*ABOUT THIS TASK*
Which of the lines below contain the string "because"? Pull each one out of the data.

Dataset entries
= Beginning of Section =

PR #625, opened 2025-09-17
Color palette refactor

aristath:
Fixes https://github.com/ProgressPlanner/progress-planner-pro/issues/157


aristath:
I see these (old) colours are still used:
* `--prpl-color-gray-3`
* `--prpl-color-gray-4`
* `--prpl-background-red`
* `--prpl-background-blue`

ilicfilip:
@aristath those are the colors for which we wait for feedback.

I left them on purpose because its easier for me to find (and replace) old color var which has just a few occurrences than new var which is used in a lot of places now.

Other occurrences for those color vars are already replaced.

Sorry for not pointing out that more in the message on Slack yesterday.

PR #626, opened 2025-09-17
Remove "task checker" from onboarding flow

ilicfilip:
This PR removes "Task checker" (check for completed tasks during onboard).


aristath:
Great!
Content-scanning was already removed in https://github.com/ProgressPlanner/progress-planner/pull/632 so I think we can move forward with this one as well 👍

ilicfilip:
@aristath , yes - I merged the changes and it looks like the tests finally passed!

(they worked locally always, but some timing was off on CI when the page reloads after onboarding)

PR #644, opened 2025-09-30
AIOSEO integration

jdevalk:
## Summary

* Adds a first few AIOSEO recommendations.

* Built with Claude, so please review well.

To test, install AIOSEO alongside this plugin.


ilicfilip:
The code looks good to me, I tried to break it but without success.

I have updated action links where possible, so after the AIOSEO page is opened user is scrolled to the section which has the option that has to be changed (I used the same URL parameters they use for scrolling and highlighting sections, so nothing custom is added).

`Remove post authors feeds` and` Disable global comment RSS feeds` are bit confusing to change (at least for me), since this is the page user gets:

Screenshot 2025-10-01 at 10 13 08

And the options are actually inside the "Crawl Cleanup" section - so maybe we can change them to interactive tasks?

I have also updated the Changelog, but that obviously needs to be checked once more when we create the external pages.

jdevalk:
Yeah an interactive task might be better, could you whip something up for that?

jdevalk:
Yeah i think that's better!

We might have to add a bit of text about why we suggest these things in the popup. Let me give you those:

For comment feeds (where we disable just the global one now but we should actually disable `postComments` too):

> We suggest disabling both the global "recent comments feed" from your site as well as the "comments feed" per post that WordPress generates. These feeds are rarely used by real users, but get crawled a lot. They don't have any interesting information for crawlers, so removing them leads to less bot-traffic on your site without downsides.

For author feeds:

> The author feed on your site will be similar to your main feed if you have only one author, so there's no reason to have it.

For media pages:

> WordPress creates a "page" for every image you upload. These don't add any value but do cause more crawling on your site, so we suggest removing those.

jdevalk:
And I forgot two:

Author archives:

> Your author archives are the same as your normal archives because you have only one author, so there's no reason for search engines to index these. That's why we suggest keeping them out of search results.

Date archives:

> Date archives rarely add any real value for users or search engines, so there's no reason for search engines to index these. That's why we suggest keeping them out of search results.

ilicfilip:
All done!

I have also update the ID (and everything relared) for the `Feed comments task`, since now it is for both global and post comments, from `aioseo-crawl-settings-feed-global-comments` to `aioseo-crawl-settings-feed-comments`

PR #648, opened 2025-10-02
Refactor gauges & badge progress bars

### LINKED ISSUE #623: Gauge / progress bar issues when golden task is set back to pending
Spin off from: https://github.com/ProgressPlanner/progress-planner/issues/621

- When the golden Todo task is set back to pending to point is substracted from the gauge for the current month as well, which shouldn't happen (it is correct after the page reload)
- The progress bar for the previous month (with the badge) doesn't move "back" when point is removed

https://github.com/user-attachments/assets/1652b054-096d-42cd-8f01-c38c7b4e81ef

ilicfilip:
Over the time gauges and badge progress bars became complex, far beyond what for what they initially were made for.
This is especially the case for the badge progress bars, which not only depend on the the monthly badge gauge but trigger multiple side effects (update elements which are not part of that component).

The goal of this PR is to introduce a simpler way to control those 2 components and make them more `reactive` (still using Vanilla JS).

That is done by following:

- Both gauge and badge progress bar components have state now, so DOM is not longer used to store data.
- Components still have the attributes defined, but they are not used once the component is inited. I haven't removed them mostly to make this legacy compatible and in the future we might decide to style components using the attributes.
- Component is controlled by changing it's state, for all _important_ data setters and getters are defined. Updating the state will trigger the attribute update, visual change (re-render) and then event will dispatched (which allows other elements to react to the change).
- New class is added, `PrplGaugeProgressController`, to simplify how gauge and progress bars are synced once the user gets a point or the point is reduced. On the outside still `prplUpdateRaviGauge` function is called in the same way when we want to change points number, so this PR doesn't change other code.

Simplest way to test this, but not 100% accurate regarding side effects, would be to run `prplUpdateRaviGauge( 2 )` or `prplUpdateRaviGauge( -1 )` from the browser console.

But any component can be controlled directly, without affecting other, for example: `document.getElementById( 'prpl-gauge-ravi' ).value = 5`

Progress bars are not longer re-rendered after every change, so the progress slider moves smoothly (using CSS animation). I wanted to the same for the gauge, by using rotation, but in https://github.com/ProgressPlanner/progress-planner-pro/issues/174 we have added gradients for the gauge completed color so that will not work nicely.

Obviously some things can be improved, for example making element attribute names consistent (ie gauge uses value but progress bar points) would make getting through the code much easier and eliminate [this chunk](https://github.com/Emilia-Capital/progress-planner/blob/118a5d5279330019d313c2d0703dfe46bc4030d6/assets/js/web-components/prpl-guage-progress-controller.js#L209-L260).

Also this PR fixes https://github.com/ProgressPlanner/progress-planner/issues/623


aristath (changes requested):
There's something wrong here...

Image

ilicfilip:
Fixed, it was specific to Safari.

aristath (approved):
Fix confirmed. Looks good! 👍

Issue #649, opened 2025-10-03
[Recommendation] PDFs on site recommendations


jdevalk:
### Recommendation title

Improve your site's PDF handling

### Recommendation description

```mermaid
flowchart TD
    A[Start → Does the site have 10 or more PDFs in the media library?] -->|No| Z[No action needed → done]
    A -->|Yes| B[You seem to have quite a few PDFs on your site, let's optimize for that]

    B --> C{Do you need to show a folder structure with the files to make them more discoverable?}
    C -->|Yes| D[Recommend Barn2's Document Library Pro]
    C -->|No| E{Do you want these PDFs<br/>to be found in search engines better?}

    D -->|Install - recommended| E
    D -->|Skip - optional| E

    E -->|Yes| F[Install PDF XML Sitemap plugin]
    E -->|No| G[All good → done]

    F -->|Install - recommended| G
    F -->|Skip - optional| G

    %% Links
    click D href "https://barn2.com/blog/wordpress-pdf-library-plugin/" "Barn2’s Document Library Pro plugin"
    click F href "https://wordpress.org/plugins/pdf-sitemap/" "PDF XML Sitemap plugin on wordpress.org"

```

### Recommendation category

configuration

### Required capability

manage_options

### Onboarding recommendation

false

### Points to award

1

### Recommendation priority

low

### Dismissable

true

### Snoozable

true

ilicfilip:
This was done in https://github.com/ProgressPlanner/progress-planner/pull/650

PR #650, opened 2025-10-03
New task provider: Improve PDF handling

ilicfilip:
Implements https://github.com/ProgressPlanner/progress-planner/issues/649

Things to do:

- Replace placeholder and temporary text
- Improve styling, for example when plugin is installed
- Add data collector for checking the number of PDFs (so query is not ran on every page load)

**EDIT:**
`XML Sitemap for PDFs for Yoast SEO` requires `Yoast SEO` plugin to be active, do we skip suggesting it if `Yoast SEO` is not active or nudge user to activate it as well?

If we do suggest user to activate `Yoast SEO` we probably should check if other SEO plugins are active first, so which ones to include in the check?


aristath:
@ilicfilip what's missing on this one? Is it ready for review, or still a draft?

ilicfilip:
@aristath , decision on:

_XML Sitemap for PDFs for Yoast SEO requires Yoast SEO plugin to be active, do we skip suggesting it if Yoast SEO is not active or nudge user to activate it as well?

If we do suggest user to activate Yoast SEO we probably should check if other SEO plugins are active first, so which ones to include in the check?_

aristath:
@ilicfilip I think both of these were already addressed in https://github.com/ProgressPlanner/progress-planner/pull/676 yesterday 👍

ilicfilip:
I have updated the task so:

- It will be created if user has more than 10 PDF files in the media library
- The first step recommends the premium [PDF Library](https://barn2.com/blog/wordpress-pdf-library-plugin/) plugin
- If the user doesnt have Yoast SEO active there will be no 2nd step and user can collect the point
- If the Yoast SEO is active user can advance to the 2nd step from where it can install / activate the PDF Sitemap add on.

What needs to be done:

- Priority needs to be set correctly, so this task loads after the "Install SEO plugin" task
- Wording needs to be adjusted, as it is mostly Lorem ipsum text now

aristath:
Should this task only be added if the user has Yoast-SEO installed? 🤔 
If they have some other SEO plugin installed this doesn't make a lot of sense

ilicfilip:
Yes, but "The first step recommends the premium [PDF Library](https://barn2.com/blog/wordpress-pdf-library-plugin/) plugin"

So we recommend something in any case

aristath:
@ilicfilip I pushed 2 commits here:
1. Fix inconsistent cache key (`pdf_files_count`, `pdf_count`)
2. Replaced lips text with a reasonable description:
> Adding an XML sitemap for your PDF files helps search engines discover and index them more effectively. This can improve visibility in search results and drive more organic traffic to your valuable PDF content.

PR #664, opened 2025-10-14
Fix secondary button styles

ilicfilip:
Secondary button styles weren't applied properly, the problem was that the background actually comes from the pseudo element and it was coming from the styles for the primary button.


aristath:
Is this one different to #666 ?

ilicfilip:
@aristath , yes - this one corrects styling for the secondary button.

The other PR applies primary button styling to the button in the signup form.

aristath (approved):

PR #667, opened 2025-10-14
Remove categories

aristath:


assets/js/suggested-task.js
```diff
@@ -434,14 +374,8 @@ prplSuggestedTask = {
 			date,
 			date_gmt: date,
 		} );
-		postModelToSave.save().then( ( postData ) => {
+		postModelToSave.save().then( () => {
 			prplSuggestedTask.removeTaskElement( postId );
-
-			// Inject more tasks from the same category.
-			prplSuggestedTask.injectItemsFromCategory( {
```
ilicfilip, line 441: Before we had this called when task was snoozed or completed - another task from the same category was injected to the list.

Now it seems that that is no longer the case, is it on purpose?

classes/update/class-update-190.php
```diff
@@ -24,6 +24,14 @@ class Update_190 {
 	public function run() {
 		// Migrate the golden task.
 		$this->migrate_golden_todo_task();
+
+		// Clean up old category taxonomy data.
+		$this->cleanup_category_taxonomy();
```
ilicfilip: @aristath , what do you think about registering category taxonomy here and then just loop over every term and delete it?

Code is run on `init` hook, which is proper timing for registering taxonomies, also it will be registered only that one time when update class is ran.

assets/js/suggested-task.js
aristath: Good catch! Fixed in https://github.com/ProgressPlanner/progress-planner/pull/667/commits/4a18ea167231002c0adeb2049cec18b4551748d6 👍

classes/update/class-update-190.php
aristath: Nice! Pushed in https://github.com/ProgressPlanner/progress-planner/pull/667/commits/0ea57ef154e87f46cfada2c1601154556d19c58f 👍

classes/update/class-update-190.php
```diff
@@ -42,8 +51,10 @@ private function migrate_golden_todo_task() {
...
 			$points = $wpdb->get_var( // phpcs:ignore WordPress.DB.DirectDatabaseQuery.DirectQuery, WordPress.DB.DirectDatabaseQuery.NoCaching
 				$wpdb->prepare(
-					"SELECT meta_value FROM {$wpdb->postmeta} WHERE post_id = %d AND meta_key = 'prpl_points'", // @phpstan-ignore-line property.nonObject
-					$task->ID
+					'SELECT meta_value FROM %i WHERE post_id = %d AND meta_key = %s',
+					$wpdb->postmeta, // @phpstan-ignore-line property.nonObject
+					$task->ID,
+					'prpl_points'
 				)
 			);
```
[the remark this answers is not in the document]
aristath: False positive

assets/js/widgets/suggested-tasks.js
```diff
@@ -1,10 +1,10 @@
-/* global prplSuggestedTask, prplTerms, prplTodoWidget */
+/* global prplSuggestedTask, prplTerms, prplTodoWidget, prplL10nStrings, history, prplDocumentReady */
```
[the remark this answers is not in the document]
aristath: False positive

PR #668, opened 2025-10-14
Init plugin logic only where needed

ilicfilip:
Most of the code base is instantiated always, both in WP dashboard and on front end although it is not needed.

Long time ago I created made a version of the plugin which doesn't doesn't run code on WP front end if it is not necessary.
Back then I mostly did it for performance reasons and since a lot of things have changed, but I kept the branch in sync with the changes and currently it doesnt have conflicts with the develop branch.

Still in draft state since it needs to be checked in detail.


ilicfilip:
Closing this for now, we can get back to it if needed.

PR #679, opened 2025-10-21
Remove "Recommendations UI" from Playground

ilicfilip:
This PR removes filter which makes the Recommendations UI visible by default from Playground and adds the Toggle button the Debug tools (as it still might be useful to show it sometimes).


aristath (approved):
Looks good 👍

PR #4952, opened 2016-09-07
[Installer] Skip eval’ing a Gemfile twice when there’s a lockfile

### LINKED ISSUE #3096: Gemfile is evaluated twice when a lockfile exists

segiddins:
Closes #3096. Closes #4417.

\c @indirect

### DIFF
--- a/lib/bundler/definition.rb
+++ b/lib/bundler/definition.rb
@@ -169,6 +169,7 @@ module Bundler
 
     def missing_dependencies?
       missing = []
+      resolve.materialize(current_dependencies, missing)
       return false if missing.empty?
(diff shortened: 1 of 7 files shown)


indirect:
@homu r+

= End of Section =

*RESULT*
I left them on purpose because its easier for me to find (and replace) old color var which has just a few occurrences than new var which is used in a lot of places now.
> Your author archives are the same as your normal archives because you have only one author, so there's no reason for search engines to index these. That's why we suggest keeping them out of search results.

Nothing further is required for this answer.